Data supplied: Begin

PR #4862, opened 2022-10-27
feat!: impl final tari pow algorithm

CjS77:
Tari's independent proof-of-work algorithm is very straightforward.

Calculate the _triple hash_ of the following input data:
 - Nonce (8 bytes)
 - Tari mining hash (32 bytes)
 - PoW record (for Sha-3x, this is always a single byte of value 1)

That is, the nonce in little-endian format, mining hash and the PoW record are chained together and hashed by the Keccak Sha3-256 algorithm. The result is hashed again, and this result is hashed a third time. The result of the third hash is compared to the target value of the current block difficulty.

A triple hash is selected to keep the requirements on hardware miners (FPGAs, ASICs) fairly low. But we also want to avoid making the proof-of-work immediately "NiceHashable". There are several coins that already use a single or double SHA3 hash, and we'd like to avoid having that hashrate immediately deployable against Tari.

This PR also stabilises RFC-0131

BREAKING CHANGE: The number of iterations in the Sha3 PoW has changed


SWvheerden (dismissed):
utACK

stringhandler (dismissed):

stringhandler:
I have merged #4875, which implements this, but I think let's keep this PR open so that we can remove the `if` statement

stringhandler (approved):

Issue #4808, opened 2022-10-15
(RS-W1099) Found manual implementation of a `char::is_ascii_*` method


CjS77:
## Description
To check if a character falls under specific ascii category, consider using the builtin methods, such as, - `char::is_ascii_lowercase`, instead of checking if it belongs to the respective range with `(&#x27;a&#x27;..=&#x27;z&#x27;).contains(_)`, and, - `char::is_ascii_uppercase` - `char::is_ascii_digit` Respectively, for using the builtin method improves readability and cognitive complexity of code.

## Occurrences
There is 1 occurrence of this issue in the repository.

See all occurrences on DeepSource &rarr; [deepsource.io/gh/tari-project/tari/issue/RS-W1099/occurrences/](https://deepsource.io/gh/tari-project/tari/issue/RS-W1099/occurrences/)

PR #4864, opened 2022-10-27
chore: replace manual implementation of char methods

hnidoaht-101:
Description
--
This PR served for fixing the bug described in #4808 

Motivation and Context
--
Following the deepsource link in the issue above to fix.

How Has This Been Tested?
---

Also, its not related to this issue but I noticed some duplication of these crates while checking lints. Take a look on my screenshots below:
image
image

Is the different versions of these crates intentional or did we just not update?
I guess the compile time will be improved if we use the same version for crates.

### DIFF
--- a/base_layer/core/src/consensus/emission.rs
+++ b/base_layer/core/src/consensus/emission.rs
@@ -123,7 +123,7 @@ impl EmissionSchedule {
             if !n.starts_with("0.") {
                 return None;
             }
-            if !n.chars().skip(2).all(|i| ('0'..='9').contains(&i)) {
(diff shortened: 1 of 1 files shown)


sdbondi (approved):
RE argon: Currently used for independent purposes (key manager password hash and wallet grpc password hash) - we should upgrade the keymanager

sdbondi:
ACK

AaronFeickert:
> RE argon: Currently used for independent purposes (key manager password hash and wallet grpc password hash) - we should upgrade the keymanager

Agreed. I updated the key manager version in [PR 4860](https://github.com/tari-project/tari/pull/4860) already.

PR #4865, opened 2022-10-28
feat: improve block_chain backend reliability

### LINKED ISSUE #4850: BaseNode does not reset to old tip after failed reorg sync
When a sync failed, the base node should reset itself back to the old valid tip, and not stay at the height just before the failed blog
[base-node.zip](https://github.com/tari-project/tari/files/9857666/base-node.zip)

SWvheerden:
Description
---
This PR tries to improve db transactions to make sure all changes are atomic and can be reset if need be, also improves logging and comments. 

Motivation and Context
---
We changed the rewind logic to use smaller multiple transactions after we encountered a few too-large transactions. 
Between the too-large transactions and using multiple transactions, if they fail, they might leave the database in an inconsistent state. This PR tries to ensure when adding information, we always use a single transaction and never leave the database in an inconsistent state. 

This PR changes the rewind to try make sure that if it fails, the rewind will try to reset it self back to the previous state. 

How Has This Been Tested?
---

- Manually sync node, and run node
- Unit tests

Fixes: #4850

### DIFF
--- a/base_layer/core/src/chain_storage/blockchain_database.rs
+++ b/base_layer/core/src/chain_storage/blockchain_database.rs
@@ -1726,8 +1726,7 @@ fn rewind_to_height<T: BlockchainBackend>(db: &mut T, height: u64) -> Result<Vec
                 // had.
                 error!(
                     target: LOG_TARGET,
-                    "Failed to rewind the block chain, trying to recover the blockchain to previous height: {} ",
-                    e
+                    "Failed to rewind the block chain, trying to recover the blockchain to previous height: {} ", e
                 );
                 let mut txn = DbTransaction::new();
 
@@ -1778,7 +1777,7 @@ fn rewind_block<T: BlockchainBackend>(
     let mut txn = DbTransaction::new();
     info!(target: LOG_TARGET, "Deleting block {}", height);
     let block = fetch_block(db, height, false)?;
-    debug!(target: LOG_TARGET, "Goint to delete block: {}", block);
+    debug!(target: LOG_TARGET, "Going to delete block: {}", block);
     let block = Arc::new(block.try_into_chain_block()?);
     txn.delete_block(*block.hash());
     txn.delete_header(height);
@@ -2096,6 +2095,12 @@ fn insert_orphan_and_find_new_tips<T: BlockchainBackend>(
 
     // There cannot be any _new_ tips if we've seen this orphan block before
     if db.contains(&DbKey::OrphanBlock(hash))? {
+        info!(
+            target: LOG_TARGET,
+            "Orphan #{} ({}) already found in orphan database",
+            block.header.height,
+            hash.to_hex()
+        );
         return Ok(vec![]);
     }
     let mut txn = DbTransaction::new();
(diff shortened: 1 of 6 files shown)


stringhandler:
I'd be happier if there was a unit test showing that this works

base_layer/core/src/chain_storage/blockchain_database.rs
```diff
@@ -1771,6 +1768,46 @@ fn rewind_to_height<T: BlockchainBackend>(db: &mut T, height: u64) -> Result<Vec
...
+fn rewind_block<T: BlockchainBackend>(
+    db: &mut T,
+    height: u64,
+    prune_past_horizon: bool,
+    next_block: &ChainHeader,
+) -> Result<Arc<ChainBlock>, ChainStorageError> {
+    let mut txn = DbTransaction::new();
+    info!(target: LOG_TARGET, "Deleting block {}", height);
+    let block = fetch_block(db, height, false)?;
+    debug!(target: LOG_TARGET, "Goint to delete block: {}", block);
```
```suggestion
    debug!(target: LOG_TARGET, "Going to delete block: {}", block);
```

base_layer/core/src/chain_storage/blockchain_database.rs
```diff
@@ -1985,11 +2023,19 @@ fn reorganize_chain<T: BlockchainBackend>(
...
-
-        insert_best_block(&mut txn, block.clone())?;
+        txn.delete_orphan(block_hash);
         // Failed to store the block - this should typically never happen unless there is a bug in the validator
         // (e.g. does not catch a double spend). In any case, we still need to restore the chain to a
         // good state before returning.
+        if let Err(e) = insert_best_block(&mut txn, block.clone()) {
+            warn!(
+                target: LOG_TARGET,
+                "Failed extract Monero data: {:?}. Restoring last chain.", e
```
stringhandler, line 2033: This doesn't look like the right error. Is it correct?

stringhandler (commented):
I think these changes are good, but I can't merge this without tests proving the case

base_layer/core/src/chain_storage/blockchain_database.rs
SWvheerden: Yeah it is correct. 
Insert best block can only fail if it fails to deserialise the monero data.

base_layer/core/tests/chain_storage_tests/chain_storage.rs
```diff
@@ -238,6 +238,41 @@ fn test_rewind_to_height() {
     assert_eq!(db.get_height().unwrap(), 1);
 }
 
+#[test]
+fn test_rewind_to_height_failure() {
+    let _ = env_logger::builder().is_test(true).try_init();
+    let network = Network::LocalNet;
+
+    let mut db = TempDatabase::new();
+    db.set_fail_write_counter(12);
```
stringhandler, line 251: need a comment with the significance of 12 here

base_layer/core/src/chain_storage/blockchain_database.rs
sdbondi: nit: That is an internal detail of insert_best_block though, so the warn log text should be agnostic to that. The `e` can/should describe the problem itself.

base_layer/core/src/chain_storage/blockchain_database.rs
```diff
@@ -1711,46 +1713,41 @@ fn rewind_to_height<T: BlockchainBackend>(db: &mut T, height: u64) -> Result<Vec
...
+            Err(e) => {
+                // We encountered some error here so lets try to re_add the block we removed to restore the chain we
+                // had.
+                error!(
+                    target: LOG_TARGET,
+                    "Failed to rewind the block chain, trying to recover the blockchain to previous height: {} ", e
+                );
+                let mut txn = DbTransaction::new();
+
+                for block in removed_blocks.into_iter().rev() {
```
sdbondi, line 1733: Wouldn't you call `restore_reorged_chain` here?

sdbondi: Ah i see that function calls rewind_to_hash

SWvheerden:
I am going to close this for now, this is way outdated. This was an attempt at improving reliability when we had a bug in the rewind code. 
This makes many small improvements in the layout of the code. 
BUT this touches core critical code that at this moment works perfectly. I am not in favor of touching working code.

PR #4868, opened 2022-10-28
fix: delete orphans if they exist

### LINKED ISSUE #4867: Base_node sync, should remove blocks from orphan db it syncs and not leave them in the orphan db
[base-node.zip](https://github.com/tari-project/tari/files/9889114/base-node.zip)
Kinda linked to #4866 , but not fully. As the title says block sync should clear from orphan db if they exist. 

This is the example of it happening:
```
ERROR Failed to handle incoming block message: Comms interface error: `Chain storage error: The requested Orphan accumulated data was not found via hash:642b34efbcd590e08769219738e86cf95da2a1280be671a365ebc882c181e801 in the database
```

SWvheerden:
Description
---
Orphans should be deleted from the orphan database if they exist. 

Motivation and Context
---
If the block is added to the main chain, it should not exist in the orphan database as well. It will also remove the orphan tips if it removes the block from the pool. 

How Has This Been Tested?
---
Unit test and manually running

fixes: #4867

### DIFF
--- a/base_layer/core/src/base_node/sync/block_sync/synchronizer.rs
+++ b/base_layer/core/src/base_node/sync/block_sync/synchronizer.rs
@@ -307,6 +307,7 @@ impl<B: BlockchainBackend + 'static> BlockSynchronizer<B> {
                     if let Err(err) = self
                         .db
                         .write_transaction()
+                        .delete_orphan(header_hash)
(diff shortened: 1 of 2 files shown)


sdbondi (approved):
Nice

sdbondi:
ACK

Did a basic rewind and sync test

Data supplied: End
Data supplied: Begin

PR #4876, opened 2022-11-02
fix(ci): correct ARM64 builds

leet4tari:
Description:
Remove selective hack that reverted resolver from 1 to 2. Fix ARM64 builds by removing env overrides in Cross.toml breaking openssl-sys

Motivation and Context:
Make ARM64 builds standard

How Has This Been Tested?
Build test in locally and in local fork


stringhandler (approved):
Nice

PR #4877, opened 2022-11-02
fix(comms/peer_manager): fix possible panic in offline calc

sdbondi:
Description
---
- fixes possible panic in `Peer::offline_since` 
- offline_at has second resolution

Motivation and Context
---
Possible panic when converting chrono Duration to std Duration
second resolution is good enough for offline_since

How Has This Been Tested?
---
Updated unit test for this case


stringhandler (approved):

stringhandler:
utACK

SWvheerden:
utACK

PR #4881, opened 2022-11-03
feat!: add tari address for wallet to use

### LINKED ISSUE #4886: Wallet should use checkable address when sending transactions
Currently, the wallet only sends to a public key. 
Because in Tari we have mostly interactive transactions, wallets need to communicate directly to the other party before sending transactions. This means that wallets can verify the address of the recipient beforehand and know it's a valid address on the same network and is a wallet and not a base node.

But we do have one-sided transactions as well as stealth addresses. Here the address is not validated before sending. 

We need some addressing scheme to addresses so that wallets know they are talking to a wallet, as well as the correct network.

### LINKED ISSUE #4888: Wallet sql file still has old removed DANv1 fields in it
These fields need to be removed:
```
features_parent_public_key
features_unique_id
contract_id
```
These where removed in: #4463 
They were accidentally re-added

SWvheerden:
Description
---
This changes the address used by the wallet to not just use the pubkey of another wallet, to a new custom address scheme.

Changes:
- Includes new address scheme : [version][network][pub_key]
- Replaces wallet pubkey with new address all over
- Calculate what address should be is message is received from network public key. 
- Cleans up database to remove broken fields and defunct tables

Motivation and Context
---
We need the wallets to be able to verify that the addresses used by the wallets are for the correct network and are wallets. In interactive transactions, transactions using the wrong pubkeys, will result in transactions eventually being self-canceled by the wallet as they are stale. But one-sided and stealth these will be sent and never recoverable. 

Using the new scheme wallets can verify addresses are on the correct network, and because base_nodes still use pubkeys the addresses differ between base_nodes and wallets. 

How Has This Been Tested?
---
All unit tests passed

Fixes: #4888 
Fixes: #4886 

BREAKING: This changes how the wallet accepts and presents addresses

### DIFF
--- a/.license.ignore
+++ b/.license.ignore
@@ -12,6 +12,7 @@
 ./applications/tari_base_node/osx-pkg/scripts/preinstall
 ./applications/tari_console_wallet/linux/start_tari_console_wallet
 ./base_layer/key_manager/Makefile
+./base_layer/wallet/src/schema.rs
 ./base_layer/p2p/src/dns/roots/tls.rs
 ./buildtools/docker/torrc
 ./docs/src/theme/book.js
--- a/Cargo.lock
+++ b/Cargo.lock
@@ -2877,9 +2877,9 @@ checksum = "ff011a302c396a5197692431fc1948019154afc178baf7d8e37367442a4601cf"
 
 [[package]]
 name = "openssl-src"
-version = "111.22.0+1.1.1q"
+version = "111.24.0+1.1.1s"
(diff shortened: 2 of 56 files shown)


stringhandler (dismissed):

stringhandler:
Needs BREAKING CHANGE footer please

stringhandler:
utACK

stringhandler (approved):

Data supplied: End

From the listing above, return the lines starting at the one with "PR #4862, opened 2022-10-27" and ending at the one with "I have merged", both kept, exactly as they appear and nothing more.

PR #4862, opened 2022-10-27
feat!: impl final tari pow algorithm

CjS77:
Tari's independent proof-of-work algorithm is very straightforward.

Calculate the _triple hash_ of the following input data:
 - Nonce (8 bytes)
 - Tari mining hash (32 bytes)
 - PoW record (for Sha-3x, this is always a single byte of value 1)

That is, the nonce in little-endian format, mining hash and the PoW record are chained together and hashed by the Keccak Sha3-256 algorithm. The result is hashed again, and this result is hashed a third time. The result of the third hash is compared to the target value of the current block difficulty.

A triple hash is selected to keep the requirements on hardware miners (FPGAs, ASICs) fairly low. But we also want to avoid making the proof-of-work immediately "NiceHashable". There are several coins that already use a single or double SHA3 hash, and we'd like to avoid having that hashrate immediately deployable against Tari.

This PR also stabilises RFC-0131

BREAKING CHANGE: The number of iterations in the Sha3 PoW has changed


SWvheerden (dismissed):
utACK

stringhandler (dismissed):

stringhandler:
I have merged #4875, which implements this, but I think let's keep this PR open so that we can remove the `if` statement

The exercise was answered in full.